Lost receipts, misplaced corporate cards, arcane expense report software. The dreaded expense report is the bane of so many business travelers and freelancers. But a few high tech services have an answer, albeit with a dash of low tech too.
The mobile applications Expensify, Shoeboxed, and Lemon Wallet, all released over the past two years scan receipts, automatically turn them into spreadsheet files—and also automatically generate expense reports and even sophisticated financial analysis tools.
These time-saving receipt tools work thanks to top-notch scanner recognition. And the low-tech surprise of many of the receipt scanning apps: The use of human labor to verify auto-scanned receipts for expense reports.
Shoeboxed is open about human eyes looking at your receipts—promotional materials boast about “human-verified data extraction” of receipts at facilities in North Carolina and Australia. Both Expensify and Lemon Wallet also have verification of receipt data by human employees, although both use them to differing degrees. Lemon Wallet’s co-founder Wences Casares said that the company initially used employees to input receipts, but switched to automatic scanning because of the cost and because too many errors were being made.
Alex Fitzpatrick, a political journalist at the website Mashable, swears by Expensify. “Expensify connects my credit and debit cards so I automatically submit expense reports, similar to how Mint <a popular efinance site> works. But some expenses—especially cabs in Washington, D.C.—are still paid with cash. If I ask a cabbie for a paper receipt, Expensify’s scanner does a great job of reading the handwriting on it,” Fitzpatrick said.
When a user photographs a receipt, the receipt then undergoes a scanning process which transforms the image of a receipt into usable text which can be plugged into expense reports. This takes anywhere from five minutes to an hour, since receipts are typically photographed under a variety of lighting conditions (the technology used is nearly identical to depositing a check through a mobile phone).
“The scanned receipt is uploaded to our server and then goes thru a number of processes. Our imaging system cuts the receipt into a lot of little rectangles and uses these to identify the merchant name, phone number, and other important information.” Caesares said. “Then this information goes through scanning for every small rectangle; we apply an algorithm confidence level to this and pass it if it is more than 50 percent.”
Expensify, Shoeboxed, and Lemon Wallet then all verify data against a customer’s previous records to make sure it hasn’t been entered yet. Because the scanner process is resource-intensive for these service providers, users are typically limited in the number of free entries they can make monthly: All three charge for premium accounts with unlimited receipt uploads.
Shoeboxed’s Corey Post said that the occasional mistakes made by OCR readers justified manual entry. Employees working in shifts at Shoeboxed’s North Carolina headquarters manually proofread OCRed receipts. However, this takes longer than Lemon Wallet or Expensify: While most receipts take an hour or two to process, they can take up to 24 hours. “We try to balance instant gratification with keeping all employees in-house in the United States,” says Post.

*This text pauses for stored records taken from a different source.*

PR #258, opened 2018-04-03
Fix scard logon

### LINKED ISSUE #257: Opened transaction after smart card authentication in windows
This bug was mentioned in your mailing list at the <a href="https://sourceforge.net/p/rdesktop/mailman/message/34321666/">sourceforge</a>. More than that, issuer provided a patch which fix it. 
I applied this patch on the current version of master and it works fine. Can you merge it please?

uglym8:
I suggest to apply a patch from devel-list (sf) to fix #257

### DIFF
--- a/configure.ac
+++ b/configure.ac
@@ -218,6 +218,10 @@ AS_IF([test "x$enable_smartcard" != "xno"], [
 	   exit 1
 	fi
 
+	AC_MSG_CHECKING([for PCSC-lite >= 1.6.0 (PnP/Notifications support)])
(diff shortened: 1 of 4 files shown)


uglym8:
I can't verify this patch atm, so I rely on the user's report (#257) of the successful testing.

uglym8:
Added 2 more commits:
1) Enable PnP notification in SCardGetStatusChange
2) Fix TS_SCardEstablishContext() implementation as the current approach causes Windows logon to fail detect smartcard reader insertion in a case when rdesktop was lauched without any attached readers and with enabled scard redirection (See #257)

uglym8:
The initial reporter has just verified that these patches do indeed fix his issue (#257)

PR #271, opened 2018-06-18
(README): add instructions to install autoconf

goldylucks:
I got an error `./bootstrap: 3: ./bootstrap: autoreconf: not found` when trying to install.

If you prefer not to add this line to the "default" installing steps, maybe add it below?

something like "if you run into `autoreconf: not found` error, follow this step", or something similar


hean01-cendio:
I have created an issue #272 for adding information about required and optional tools / libraries for building rdesktop.

I will close this PR with the reason that the changes is incomplete with issue #272 and that it is Ubuntu specific.

Issue #284, opened 2018-10-18
Add TLS 1.1 and 1.2 support


gpatel-fr:
Hello

trying to connect with current rdesktop to a Windows server where Tls 1.0 has been disabled leads to

Failed to connect, CredSSP required by server.

Since adding TLS 1.1 and 1.2 support to rdesktop is not exactly rocket science I could try to send a PR if there is interest.

uglym8:
Hi!

Thanks for the information.

Yes, please, send a PR.
I've glanced through your patch and it seems OK to me.

I'd like to clarify one question though:
 is there a way for server to report what TLS version it supports?

It'll eliminate the need for the user to supply the CLI option indicating the TLS version to use.

TIA.
Best regards.

gpatel-fr:
typically it works like this
Client says its highest protocol version
Server answers with its own highest version
Client either picks server version or deny access

The deny access is not a theoretical issue, it may be mandatory that a client refuses to downgrade the conection for security reason. So an ideal design could be IMO
-no tls command line option: start with TLS 1.2 and downgrade until a connection is established
- a tls command line is specified: try to connect with this tls version and if it fails deny the connection

with this patch neither of this is done unfortunately. if 1.2 is specified and the server allows 1.0 and not secured connection rdesktop will downgrade to unsecured, not to tls 1.0. The actual downgrade to insecured has nothing to do with my patch it's probably an inheritance of pas times where Windows servers were connected to in clear, before server 2003 I guess

uglym8:
ok, thanks for the update.
Really appreciated that.

PR #285, opened 2018-10-20
Add TLS 1.1 and 1.2 support

gpatel-fr:
see issue #284

### DIFF
--- a/doc/rdesktop.1
+++ b/doc/rdesktop.1
@@ -116,6 +116,10 @@ connection sharing feature which spawns another notepad in the current connectio
 specified server and then exit.
 
 .TP
+.BR "-V <tls version>"
+Set the Transport Level Security (also known as SSL) Version used.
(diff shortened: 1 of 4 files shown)


uglym8:
First of all, I'd like to thank you for your time and good job on this PR.
It looks perfect.

I think I have to request a minor change from you in your PR though: 
I guess it'd be really convenient to inform the user about "-V" option in case of a failure.

Something like this:
If rdesktop fails to connect to the server and we believe the culprit is the TLS version we're using to connect to, then, we should output the following message (choose any wording you like as it's just an example):
Failed to connect to the server. Please use -V option to set TLS version.

What do you think?

uglym8:
Great:)
Put this change into this PR and I'll merge it.
Thanks.

gpatel-fr:
Done, added a few comment fixes I forgot in the first pass.
Thanks for taking the time to review it.

PR #289, opened 2018-11-14
Allow user to ungrab the keyboard by pressing certain key combination

### LINKED ISSUE #22: Prevent grabbing of certain key combinations
I'd like to prevent certain key combinations to be sent to the server. Problem is that rdesktop grabs ctrl-alt-arrow keys so I'm unable to navigate workspaces on my linux machine - as soon as I switch to a workspace with rdesktop I get stuck and have to use the mouse.

I've searched the net for an answer but can't find any. The best I found is a patch http://www.artificialworlds.net/blog/2011/07/ - but this requires ctrl-alt-arrow to be pressed twice to work. 

Would it be possible (or is it already possible? how?) to extend the keymap file to indicate that certain key cominations should not be passed to the server? Using -K is not an option since then you loose alt-tab, alt-F4...

I've also tried xfreerdp and remmina and both lack this functionality - or it works poorly.

uglym8:
This should fix #22.

You could use new option "**-J**' to set the key combination to initiate a keyboard ungrab.
Default is "**ctrl_alt**".

Available mods:
 - **supers** - both Super key pressed and released
- same for  **alts**, **ctrls** and **shifts**

- **super** - any of Super keys (either left or right)
-  same for **alt**, **ctrl** and **shift**

- **lctrl** or **rctrl** - left or right Control

For example:
**alts** - Pressing and releasing both Alts
**alt_rctrl** - Pressing and releasing any Alt and right Control
**lsuper_ralt** - Pressing and releasing left Super and right Alt

Tested on:
i3wm
Xfce
KDE
Gnome
MATE

Sure, could be some rough edges, but basic functionality should just work.

@hean01-cendio, if you get a chance please check whether this is really what you talked about in https://github.com/rdesktop/rdesktop/issues/22#issuecomment-255704219

### DIFF
--- a/xwin.c
+++ b/xwin.c
@@ -82,6 +82,8 @@ static int g_x_socket;
 static Screen *g_screen;
 Window g_wnd;
 
+static RD_BOOL g_has_wm = False;
+
 RD_BOOL g_dynamic_session_resize = True;
 
 /* These are the last known window sizes. They are updated whenever the window size is changed. */
@@ -1893,6 +1895,67 @@ set_wm_client_machine(Display * dpy, Window win)
 	XSetWMClientMachine(dpy, win, &tp);
 }
 
+RD_BOOL is_wm_active(void)
+{
+	Atom prop, actual_type;
+	int actual_fmt;
+	unsigned long nitems, bytes_left;
+	unsigned char *data;
+	Window wid;
+
+	prop = XInternAtom(g_display, "_NET_SUPPORTING_WM_CHECK", True);
+
+	if (prop == None) return False;
+
+	if (XGetWindowProperty(g_display, DefaultRootWindow(g_display), prop, 0, 1, False,
+				XA_WINDOW, &actual_type, &actual_fmt, &nitems, &bytes_left, &data) != Success) {
+		return False;
+	}
+
+	if (!nitems) {
+		XFree(data);
+		return False;
+	}
+
+	wid = ((Window *)data)[0];
+	XFree(data);
+
+	if (XGetWindowProperty(g_display, wid, prop, 0, 1, False,
+				XA_WINDOW, &actual_type, &actual_fmt, &nitems, &bytes_left, &data) != Success) {
+		return False;
+	}
+
+	if (!nitems) {
+		XFree(data);
+		return False;
+	}
+
+	if (wid != ((Window *)data)[0]) {
+		XFree(data);
+		return False;
+	}
+
+	XFree(data);
+
+	/* Just for the curious minds */
+	prop = XInternAtom(g_display, "_NET_WM_NAME", True);
+
+	if (prop == None) return False;
+
+
+	if (XGetWindowProperty(g_display, wid, prop, 0, 1, False,
+				AnyPropertyType, &actual_type, &actual_fmt, &nitems, &bytes_left, &data) == Success) {
+		if (nitems) {
+			logger(GUI, Verbose, "%s(): WM name: %s", __func__, data);
+		}
+
+		XFree(data);
+	}
+
+	return True;
+}
+
+
 /* Initialize the UI. This is done once per process. */
 RD_BOOL
 ui_init(void)
@@ -1970,6 +2033,8 @@ ui_init(void)
 		seamless_init();
 	}
 
+	g_has_wm = is_wm_active();
+
 	return True;
 }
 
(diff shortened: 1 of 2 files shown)


derfian:
@uglym8 if you don't mind, I'll split the EWMH fullscreen fixes (nice!) to a separate PR, there shouldn't be any opposition to merging these right away. I'll take a look at grab/ungrab hotkeys after that.

uglym8:
> @uglym8 if you don't mind, I'll split the EWMH fullscreen fixes (nice!) to a separate PR, there shouldn't be any opposition to merging these right away. I'll take a look at grab/ungrab hotkeys after that.

Sure.
I guess it's the correct approach as we might encounter some issues with grabbing/ungrabbing hotkeys (though hope that we won't:))

xwin.c
```diff
@@ -1895,6 +1959,146 @@ set_wm_client_machine(Display * dpy, Window win)
...
+	long bv;
+
+	bv = parse_mod_request(str);
+
+	if (bv != -1) {
+		g_grab_ctx.mod_supplied = bv;
+		g_grab_ctx.mod_allowed = g_grab_ctx.mod_supplied;
+		return 0;
+	} else {
+		logger(Keyboard, Warning, "%s(): Failed to parse supplied ungrab key combo (%s). Setting to default (any_ctrl + any_alt)", __func__, str);
```
derfian: Would it be possible to have this say `ctrl_alt` instead of `any_ctrl + any_alt` to prevent confusion about the key combo format?

xwin.c
```diff
@@ -2596,6 +2800,123 @@ handle_button_event(XEvent xevent, RD_BOOL down)
...
+
+			logger(Keyboard, Debug, "KeyRelease after: mod_allowed = 0x%lx mod_supplied = 0x%lx mod_in_progress = 0x%lx hit_ungrab_combo = %ld\n", ctx->mod_allowed, ctx->mod_supplied, ctx->mod_in_progress, ctx->hit_ungrab_combo);
+			break;
+		default:
+			break;
+	}
+
+	return 0;
+}
+
```
derfian: Ideally, I would have preferred to see this split into two more specific functions that would more clearly communicate their purpose (bikeshedding: `ungrab_save_keypress`/`ungrab_modifiers_released`), but I'm not going to be picky about it.

xwin.c
```diff
@@ -2596,6 +2800,123 @@ handle_button_event(XEvent xevent, RD_BOOL down)
...
+int is_ungrab_required(struct grab_combo_ctx *ctx, XEvent *ev)
+{
+	int i;
+	KeySym ks;
+
+	switch (ev->type) {
+		case KeyPress:
+			ks = XLookupKeysym((XKeyEvent *)ev, 0);
+
+			logger(Keyboard, Debug, "KeyPress before: mod_allowed = 0x%lx mod_supplied = 0x%lx mod_in_progress = 0x%lx hit_ungrab_combo = %ld\n", ctx->mod_allowed, ctx->mod_supplied, ctx->mod_in_progress, ctx->hit_ungrab_combo);
```
derfian: Please remove the newlines in the logger messages.

derfian: There's many instances of this so feel free to do it in all of the new code.

uglym8:
@derfian, first of all, thank you for the review.

I agree with all  your remarks.
I'll fix'em a little bit later.

> This doesn't seem to work on Gnome on Fedora 29 (haven't tried other platforms yet). The rdesktop window immediately gets a FocusIn event after ungrabbing the keyboard, leading to a new XGrabKeyboard.

Just verified myself with **Fedora 27** and **Gnome Classic** (after fixing the fullscreen handling,  with modern Gnome I don't have to ungrab keys to switch workspaces) using **ugrab_kbd** branch from my repository:

1. run rdesktop in fullscreen (-f)  and try to use Workspace Switching key combo (Super + PgUp/PgDown).
I don't use Ctrl+Alt+Up/Down as I use QEMU for running Fedora VM and this combination (Ctrl + Alt) is reserver to grab host pointer.

Result: you can't switch workspaces as rdesktop stil holds the grab

Note: to verify that workspaces switching is really working, you can do the following (I'll illustrate it with active rdeskop to make the picture more tense):

1. Press Ctrl+Alt+Entrer to leave fullscreen mode in rdesktop.
2. Click on the top system panel
3. Use Super + PgUp/PgDown to switch workspace

Result: Yes, you can switch workspaces now

2. run rdesktop in fullscreen (-f) and provide  **-J alt_shift** and try to use Workspace Switching key combo (Super + PgUp/PgDown).
Result: you still can't to switch workspaces as the rdesktop holds the grab.

Now, press Alt+Shift, and then try to use Super+PgUp/PgDown to switch the workspaces.

Result: Now you can do it.

You may even not supply the -J option and rely on the default: ctrl+alt behaviour to achieve the same goal.

As a side note, I've got several people who are using  this feature on the daily basis, so I consider this to be at least "working on some distros + DEs combinations":)

PR #298, opened 2019-01-17
Replace OpenSSL with GnuTLS Nettle, libtasn1

hean01-cendio:
This is a work branch of GnuTLS provided  by Alexander's PR #137 

- Added our own tdb cache for storing pubkeys, this solves the issue
  were several keys for same host was saved upon update of key.

- Added routine for handling a dialog with a choice input from user which
  easily could be converted to fl_choice() if wanted..


hean01-cendio:
gnutls_base64_decode2 / gnutls_base64_encode2 requires gnutls 3.60
gnutls_store_pubkey and alike requires gnutls v3.0

I think we could be ok with setting a requirement of gnutls 3.0 that was released 2011 in comparation with 3.60 that is released 2017-08-21.

that means, ditch using base64 encode/decode from gnutls api and use nettlw library instead

hean01-cendio:
@uglym8, not yet, i need to recap on a few things, i will summarize theme here for further discussion

hean01-cendio:
@uglym8 

To summarize the recent changes:

The peer certificate is first verified against system CA trust store. This way a system administrator can deploy a trusted CA certificate to make the certificate verification succeed.  If the certificate is invalid in some way; expired, revoked etc. a fallback is made to the exception mechanism. The exception mechanism provides a way for the user to add an exception for the certificate pinned to the host this is done per user just like when adding an exception when connecting to a web server with and invalid certificate using firefox. This exception mechanis is very needed due to standard installed RDS services is using a self-signed certificates.

There are still  issues to resolve with the current implementation, A RDS broker sends a redirect using an IP address, this means that even if a certificate issuer is trusted by the system, the verification will fail due to hostname / DN mismatch and user needs to add an exception.

I need to investigate how Microsoft client works in this case, does it suffer from same problem, or are there other requirements for example; the hostname entered by user is used in both certificate verification (first connection and redirected connection) and certificate requires to have subject alternate names specifying a virtual name for the farm (the one the user entered) and the host.

hean01-cendio:
> There are still issues to resolve with the current implementation, A RDS broker sends a redirect using > an IP address, this means that even if a certificate issuer is trusted by the system, the verification will > fail due to hostname / DN mismatch and user needs to add an exception.

This issue is solved with commit d12204b424c82253d9da718fddb1b1a1d945d3a8

hean01-cendio:
@uglym8 I need some comments / reasoning from you about the code blocks that are guarded by checking version of gnutls. I want to decide on required gnutls version and if we really need those code blocks we should bump required version and remove the guard, or just drop them.

 - [ ] Test against RDS cluster without trusted CA certificate
 - [ ] Test against RDS cluster with trusted CA certificate
 - [ ] Describe the reason for invalidation of certificate in the exception dialog
 - [ ] Go through the text shown to the end-user and make them very clear for
       easy understanding
 - [ ] Go through logging messages and their levels

uglym8:
> @uglym8 I need some comments / reasoning from you about the code blocks that are guarded by checking version of gnutls. I want to decide on required gnutls version and if we really need those code blocks we should bump required version and remove the guard, or just drop them.

While deciding whether we should get rid of the guards and simply bump the required gnutls version we should consider the following factors as well:

according to https://repology.org/metapackage/gnutls/versions there is at least one major distribution ( CentOS 6) which doesn't have a decent library version.
CentOS 6 will be EOL'ed on November, 30, 2020 (https://wiki.centos.org/About/Product).
So bumping gnutls version will effectively make rdesktop unusable on this distro.

I'd prefer to leave GNUTLS guards where they are now as the codeblocks which they are guarding are rather small and trivial.

Nevertheless we could get rid of gnutls guars in ssl.c  and leave comments stating smth like "use gnutls_x509_crt_get_pk_oid() for getting public key algorithm after bumping the gnutls requirement to > 3.5.0." or leave no comments at all assuming that this PR's very comment will effectively serve as its placeholder.

hean01-cendio:
> according to https://repology.org/metapackage/gnutls/versions there is at least one major distribution ( CentOS 6) which doesn't have a decent library version.
CentOS 6 will be EOL'ed on November, 30, 2020 (https://wiki.centos.org/About/Product).
So bumping gnutls version will effectively make rdesktop unusable on this distro.

CentOS 6 / RHEL6 (6.10 final) is shipped with gnutls 2.12.23 which means that we can not build current GnuTLS branch on that platform due to we use API >= 3.0.0.

However one can bring GnuTLS 3.5.19 from EPEL to these platforms.

uglym8:
>CentOS 6 / RHEL6 (6.10 final) is shipped with gnutls 2.12.23 which means that we can not build current GnuTLS branch on that platform due to we use API >= 3.0.0.

Ah, completely forgot about this.
My mistake. 
Sorry.

So we can ditch the support for GnuTLS < 3.0.0 or alternatively we could write our own 
gnutls_store_pubkey/gnu_verify_stored_pubkey() etc

But having 
> However one can bring GnuTLS 3.5.19 from EPEL to these platforms.

I guess  you could disregard my comment related to CentOS 6 support.

hean01-cendio:
> Nevertheless we could get rid of gnutls guars in ssl.c and leave comments stating smth like "use gnutls_x509_crt_get_pk_oid() for getting public key algorithm after bumping the gnutls requirement to > 3.5.0." or leave no comments at all assuming that this PR's very comment will effectively serve as its placeholder.

It seems like the algorithm check in the guard in ssl.c is redundant with the algorithm check in libtasn_read_cert_pk_parameters which is used if check_pk_algo arugment is 1.

Why can't we always rely on check_pk_algo = 1 and drop that redundant guarded block?

uglym8:
>> Nevertheless we could get rid of gnutls guards in ssl.c and leave comments stating smth like "use gnutls_x509_crt_get_pk_oid() for getting public key algorithm after bumping the gnutls requirement to > 3.5.0." or leave no comments at all assuming that this PR's very comment will effectively serve as its placeholder.

>It seems like the algorithm check in the guard in ssl.c is redundant with the algorithm check in libtasn_read_cert_pk_parameters which is used if check_pk_algo arugment is 1.

> Why can't we always rely on check_pk_algo = 1 and drop that redundant guarded block?

Sure, we can.

I just wanted to employ _**gnutls_x509_crt_get_pk_oid()**_ to get public key algorithm and later (during the first Travis build actually) discovered that it was introduced only in **3.5.0**.

This being said we can either remove this guard it completely and employ libtasn1 for this (as it is done in check_pk_algo=1 clause) or bump GnuTLS to 3.5.0 and get rid of this (check_pk_algo) clause in _**libtasn_read_cert_pk_parameters()**_ .

But  I reckon we could simply get rid of the guard and remove 'check_pk_algo' clause in **_libtasn_read_cert_pk_parameters()_** simultaneously.

This way we will always use _**libtasn_read_cert_pk_parameters()**_ to get  public key algorithm.

hean01-cendio:
About base requirment, I'm very comfortable about raising requirments to >=3.0.0 there is 3 guards in code that could be remove if we raised up to >=3.2.0. I'm pretty comfort about raising up to 3.2.0, looking https://repology.org/metapackage/gnutls/versions, shows that there are only very few distributions (counted 8 of 254) that matches >=3.0.0 && < 3.2.0.

uglym8:
>About base requirment, I'm very comfortable about raising  requirments to >=3.0.0 there is 3 guards in code that could be remove  if we raised up to >=3.2.0. I'm pretty comfort about raising up to  3.2.0, looking https://repology.org/metapackage/gnutls/versions, shows that there are only very few distributions (counted 8 of 254) that matches >=3.0.0 && < 3.2.0.

I'm also positive that we could safely get rid of these guards then.

Rakasa:
What version of libtasn1 is needed?

running ./configure, I get:
`rdesktop requires libtasn1. Please install the dependency`

However, trying to install the library, I get
`$ sudo dnf install libtasn1
Last metadata expiration check: 0:00:31 ago on Tue 12 Feb 2019 09:29:18 AM EST.
Package libtasn1-4.13-5.fc29.x86_64 is already installed.
Package libtasn1-4.13-5.fc29.i686 is already installed.
Dependencies resolved.
Nothing to do.
Complete!
`

~ Rakasa

ps: my apologies if I posted this in the wrong place...

uglym8:
Hi @Rakasa,
Create new issue, please.

PR #305, opened 2019-01-28
Fix checking the length of remaining data in stream for very compact orders.

XiaopengZHOU:


derfian:
Thanks, we're looking into it.

derfian:
I've added a refactoring of the length handling to make it a little more understandable.
Thanks for your contribution!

One of the largest target markets for expense report-generating apps is the freelancer community. According to a 2010 Bureau of Labor Statistics report, there are approximately 10.3 million independent contractors in the United States. Many of these independent contractors work for multiple clients, all of whom typically require separate invoices. All three companies target their products at independent contractors and employees on business trips.
Ultimately, each service has distinct advantages and disadvantages. Lemon Wallet is by far the easiest to use, but has limited functionality. Shoeboxed offers an array of options and integration with Evernote, Quickbooks, Freshbooks, and a host of other external services, but takes much longer to process receipts and has more of a learning curve. Expensify, meanwhile, shares the service integration of Shoeboxed but has prices that could add up for small businesses with more than a handful of employees.
So should users feel secure with the use of human labor during the input process of their receipts?
Expensify’s own website warns users not to upload sensitive information, or “a picture of anything you wouldn’t be willing to throw into the trash.”